*What is being asked:* Look through the records and copy each line that has "checks" in it.

Data entries:
PR #66, opened 2018-02-14
th/dhcp_client_id_bgo790660

thom311:
Extend `ipv4.dhcp-client-id` to use the MAC address of the current device.

Also, make the property configurable via global default.
For example with a file `/etc/NetworkManager/conf.d/30-dhcp-client-id.conf`:

```
[connection-30-dhcp-client-id]
ipv4.dhcp-client-id=mac
```

Addresses: https://bugzilla.gnome.org/show_bug.cgi?id=790660


thom311:
Note that `"mac"` and `"perm-mac"` generates a `01:xx` client id, while `"stable"` generates one with `00:...`. I think that makes sense, does it?

bengal:
LGTM

thom311:
Thanks. Merged to master.

freakynl:
Initial tests here are looking great. Boot file is attached. It's a somewhat modified version of
dnf --installroot=/some/path --releasever=27 group install 'LXDE Desktop' 
as initrd (/etc/machine-id cleared, /etc/fstab added, selinux disabled) with the RPM's I build from the pull request sources installed over the original ones.

Log shows it reading the suggested config file (in NetworkManager.conf under main dhcp=internal was also set) and getting an IP. On the DHCP server side I can see the MAC address as ID.

[log.txt](https://github.com/NetworkManager/NetworkManager/files/1740696/log.txt)

Thanks a lot :).

PR #67, opened 2018-02-16
th/netlink (not more libnl3)

thom311:
This branch drops the dependency on libnl3 and implements all the netlink related functions ourself.

This was done by copying all the missing bits over from libnl3 library, which is compatible licence-wise.

I did not try to simplify the code, except at a few places where it simplified the import itself. Hence, this is not yet as simple as it could be. For example, I think that `nl_cb` and `nl_socket` should essentially cease to exist and instead the relevant parameters should be passed on as needed -- instead of attaching them to the `nl_socket` object. That is not yet done intentionally, to first get a function equivalent form.


vbenes:
crash here: https://bugzilla.redhat.com/show_bug.cgi?id=1546656

thom311:
> crash here: https://bugzilla.redhat.com/show_bug.cgi?id=1546656

This crash can also happen on master. Attached patch to downstream bug (same patch is also part of this pull request for the moment).

bengal:
Looks good to me.

PR #69, opened 2018-02-19
fg/dhcp_lease-rh1503587

fgiudici:
Last commit somehow "optional": if more work needed we may move it in a branch apart.
We should instead do something for the IPv4 lease renewal issue.
https://bugzilla.redhat.com/show_bug.cgi?id=1503587


thom311:
Post merge review: lgtm

Merged as b9e22ece2d51510c81fa4286a6a26932d93d3e8a

PR #70, opened 2018-02-19
th/connectivity_rework

thom311:
Rework of NMConnectivity.

This serves to purposes:

  - properly cancel asynchronous connectivity checks when NetworkManager is about to terminate. This is necessary if we want to cleanup and destruct all objects in a timely manner.

  - rework the API, so that it becomes simpler to schedule and cancel items. This will be useful for https://bugzilla.gnome.org/show_bug.cgi?id=792240 , where we no longer will schedule connectivity checks every 30 seconds, but after connectivity changes we will first check more frequently to better handle short outages.

### DIFF
--- a/src/devices/nm-device.c
+++ b/src/devices/nm-device.c
@@ -164,6 +164,7 @@ struct _NMDeviceConnectivityHandle {
 	gpointer user_data;
 	NMConnectivityCheckHandle *c_handle;
 	guint64 seq;
+	bool is_periodic:1;
 };
 
 /*****************************************************************************/
@@ -543,7 +544,19 @@ typedef struct _NMDevicePrivate {
 
 	NMConnectivity *concheck_mgr;
 
-	gulong concheck_periodic_id;
+	/* if periodic checks are enabled, this is the source id for the next check. */
+	guint concheck_p_cur_id;
+
+	/* the currently configured max periodic interval. */
+	guint concheck_p_max_interval;
+
+	/* the current interval. If we are probing, the interval might be lower
+	 * then the configured max interval. */
+	guint concheck_p_cur_interval;
+
+	/* the timestamp, when we last scheduled the timer concheck_p_cur_id with current interval
+	 * concheck_p_cur_interval. */
+	gint64 concheck_p_cur_basetime_ns;
 
 	NMConnectivityState connectivity_state;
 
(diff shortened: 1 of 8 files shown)


thom311:
crash report http://faf.lab.eng.brq.redhat.com/faf/reports/5601/

thom311:
> crash report http://faf.lab.eng.brq.redhat.com/faf/reports/5601/

fixed and repushed

src/nm-connectivity.c
```diff
@@ -41,7 +41,7 @@ typedef struct {
 	struct curl_slist *request_headers;
 	guint timeout_id;
 	char *ifspec;
-} ConCheckCbData;
+} NMConnectivityCheckHandle;
```
bengal: Since the structure is local, can we avoid to namespace it with the NM
prefix? For example, "ConnectivityCheckHandle"

src/devices/nm-device.c
```diff
@@ -2157,17 +2170,213 @@ nm_device_get_physical_port_id (NMDevice *self)
...
+		goto out;
+	}
+
+	nm_assert (interval_ns >= 0);
+
+	if (!nm_device_is_real (self))
+		goto out;
+
+	/* we enable periodic checks for every device state (except UNKNOWN). Especially with
+	 * unmanaged devices, it is interesting to know whether we have connectivity on that device. */
```
bengal: We should at least check that the device is realized, and probably also avoid loopback.

I wonder if we should keep ignoring unmanaged devices as before, because the promise is that they don't exist from
NM point of view. But I agree that if there is a unmanaged device that can reach the internet, it's useful to know it to show the real connectivity state.

src/nm-connectivity.c
thom311: This is a trival commit that does only renaming in preparation of the follow up commits. The follow up commit makes this handle public (at least, it's name. It will still be an opaque structure).

src/devices/nm-device.c
thom311: > We should at least check that the device is realized,

a few lines above there is a check for `nm_device_is_real()`. Added check for loopback.

Let's enable connectivity check eagerly for the moment, and see how that works. I think there is a point in doing connectivity checks for unmanaged devices.


Repushed.

bengal: > a few lines above there is a check for nm_device_is_real(). Added check for loopback.

Right, it's the manual connectivity check that doesn't verify whether a device is realized and so we start the check also on devices that don't exist:

    connectivity: (pppoe) start request to 'http://fedoraproject.org/static/hotspot.txt'
    connectivity: (pppoe) check completed: LIMITED; check failed with curl status 45

thom311: Ah... the idea was that `nm_device_check_connectivity()` never fails and also doesn't schedule it's own idle handler -- because `nm_connectivity_check_start()` already schedules an idle handler when there is nothing to do. The point was a consistent behavior. You are right, that is not great. Pushed a fixup. How about now?

bengal: LGTM

thom311:
merged part of to master: 9c4919be764493b35553583723f77018e7974569

vbenes:
Rebuild

thom311:
merged to master

src/nm-connectivity.c
```diff
@@ -105,111 +130,172 @@ NM_DEFINE_SINGLETON_GETTER (NMConnectivity, nm_connectivity_get, NM_TYPE_CONNECT
...
+		curl_easy_setopt (cb_data->concheck.curl_ehandle, CURLOPT_WRITEDATA, NULL);
+		curl_easy_setopt (cb_data->concheck.curl_ehandle, CURLOPT_HEADERFUNCTION, NULL);
+		curl_easy_setopt (cb_data->concheck.curl_ehandle, CURLOPT_HEADERDATA, NULL);
+		curl_easy_setopt (cb_data->concheck.curl_ehandle, CURLOPT_PRIVATE, NULL);
+		curl_easy_setopt (cb_data->concheck.curl_ehandle, CURLOPT_HTTPHEADER, NULL);
+
+		priv = NM_CONNECTIVITY_GET_PRIVATE (self);
+
+		curl_multi_remove_handle (priv->concheck.curl_mhandle, cb_data->concheck.curl_ehandle);
+		curl_easy_cleanup (cb_data->concheck.curl_ehandle);
```
andersk: I’m trying to investigate a heap corruption bug at [LP #1792745](https://bugs.launchpad.net/ubuntu/+source/network-manager/+bug/1792745), and I find this line suspicious in light of the above comment. Valgrind seems to be [showing](https://launchpadlibrarian.net/388662598/nm.19802.log) invalid writes through the easy handle after it’s been freed here.

thom311: This is a duplicate of https://bugzilla.gnome.org/show_bug.cgi?id=797136
Yes, there is a bug related to this.

PR #71, opened 2018-02-21
th/keyfile_cert_parser

thom311:
Some refactoring / cleanup of keyfile parsing certificates.

I think the only visible change in behavior, is that I think previously an empty certificate would have caused an assertion `handle_as_scheme: assertion 'data && data_len > 0' failed`. This is fixed.


thom311:
merged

*Reply to the exercise:*
  - properly cancel asynchronous connectivity checks when NetworkManager is about to terminate. This is necessary if we want to cleanup and destruct all objects in a timely manner.
  - rework the API, so that it becomes simpler to schedule and cancel items. This will be useful for https://bugzilla.gnome.org/show_bug.cgi?id=792240 , where we no longer will schedule connectivity checks every 30 seconds, but after connectivity changes we will first check more frequently to better handle short outages.
+	/* if periodic checks are enabled, this is the source id for the next check. */
+	/* we enable periodic checks for every device state (except UNKNOWN). Especially with
Let's enable connectivity check eagerly for the moment, and see how that works. I think there is a point in doing connectivity checks for unmanaged devices.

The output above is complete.